# 1974 Raleigh Professional



## pakamac (Sep 22, 2018)

Just nearly completed restoration of a 1974 Raleigh Professional I scored in an estate sale, All Nuovo Record parts date correct.  Mavic clinchers need replacing with Super Champion arc en ciel tubular rims. The bike rides beautifully and attracts many admirers.
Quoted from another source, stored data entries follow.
PR #675, opened 2019-03-13
Remove type parameter from PropertyBuilder

skinny121:
This removes the requirement that properties need to be symmetric.

As discussed in #665, it's useful for properties to be asymmetric, to provide more appropriate error messages and the ability for 'get' to return a value but 'set' to take a reference.


OddCoincidence:
The symmetric thing was a cool idea though :smile:

PR #678, opened 2019-03-14
Py value into ref

cthulahoops:
As discussed in #674.

My plan is:
* eliminate PyRef::new*
* move all/most calls to PyObject::new(...) to this interface.
* use this narrow interface to solve the which objects get attributes problem.

Pushing this push first to make sure we agree on the interface.


cthulahoops:
Remember you need a context for into_ref.

PR #679, opened 2019-03-15
Make it possible to implement PyValue in stdlib

OddCoincidence:
- Renamed `PyValue::required_type()` to `PyValue::class()` which is clearer
- Make a full `&mut VirtualMachine` available rather than just a `&PyContext`, which is needed for implementing types in stdlib

### DIFF
--- a/vm/src/pyobject.rs
+++ b/vm/src/pyobject.rs
@@ -164,8 +164,8 @@ pub fn create_type(name: &str, type_type: &PyObjectRef, base: &PyObjectRef) -> P
 pub struct PyNotImplemented;
 
 impl PyValue for PyNotImplemented {
-    fn class(ctx: &PyContext) -> PyObjectRef {
-        ctx.not_implemented().typ()
+    fn class(vm: &mut VirtualMachine) -> PyObjectRef {
+        vm.ctx.not_implemented().typ()
     }
 }
 
@@ -173,8 +173,8 @@ impl PyValue for PyNotImplemented {
 pub struct PyEllipsis;
 
 impl PyValue for PyEllipsis {
-    fn class(ctx: &PyContext) -> PyObjectRef {
-        ctx.ellipsis_type.clone()
+    fn class(vm: &mut VirtualMachine) -> PyObjectRef {
+        vm.ctx.ellipsis_type.clone()
     }
 }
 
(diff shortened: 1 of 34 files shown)


vm/src/stdlib/re.rs
```diff
@@ -111,9 +111,8 @@ struct PyMatch {
 }
 
 impl PyValue for PyMatch {
-    fn required_type(_ctx: &PyContext) -> PyObjectRef {
-        // TODO
-        unimplemented!()
+    fn class(vm: &mut VirtualMachine) -> PyObjectRef {
+        vm.import("re").unwrap().get_attr("Match").unwrap()
```
coolreader18: Maybe add a VirtualMachine `import_expect()` method that panics with a message like "expected module {:?} to be available"? It would cut out a lot of similar `.expect()` messages, and it's good to have a message because in theory it's not absolutely guaranteed that a given module would be available you're calling a type check or something.

OddCoincidence: Sure, using the import here still feels weird to me though, hopefully we can figure out something better in the future.

vm/src/vm.rs
```diff
@@ -103,6 +103,13 @@ impl VirtualMachine {
         &frame.scope
     }
 
+    pub fn class(&mut self, module: &str, class: &str) -> PyObjectRef {
```
windelbouwman: Suggestion to rename this function to `import_from`.

vm/src/stdlib/re.rs
windelbouwman: This is defenitely very weird. I also hope we can figure out a better way.

vm/src/pyobject.rs
```diff
@@ -1574,25 +1575,25 @@ impl PyObject {
 }
 
 pub trait PyValue: fmt::Debug + Sized + 'static {
-    fn required_type(ctx: &PyContext) -> PyObjectRef;
+    fn class(vm: &mut VirtualMachine) -> PyObjectRef;
 
-    fn into_ref(self, ctx: &PyContext) -> PyRef<Self> {
+    fn into_ref(self, vm: &mut VirtualMachine) -> PyRef<Self> {
```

Unfortunately I can't go as fast on it as I did on my similar 1973 Carlton Professional in days of yore!


----------



## Eric Amlie (Sep 23, 2018)

Beautiful bike!
I've been looking for one for years, but unfortunately, they seem to be beyond my budget.
No need to go fast...just need to enjoy the ride.


----------



## harpon (Sep 24, 2018)

I remember when those 3 T stems were really "the thing" before Cinelli.  Amazing that it still has the Italian stripes.  Really nice bike!


----------



## bulldog1935 (Sep 27, 2018)

excellent find


----------



## anders1 (Nov 28, 2018)

Very nice!!


----------



## Tillerman77 (Dec 29, 2018)

Beautiful bike! In 1973, I started my decades long career in the bike industry as a teenager working at a retail shop that sold Raleigh. The Professional and International were my 2 favorites at that time.


----------



## bikerbluz (Dec 29, 2018)

Beautiful machine.


----------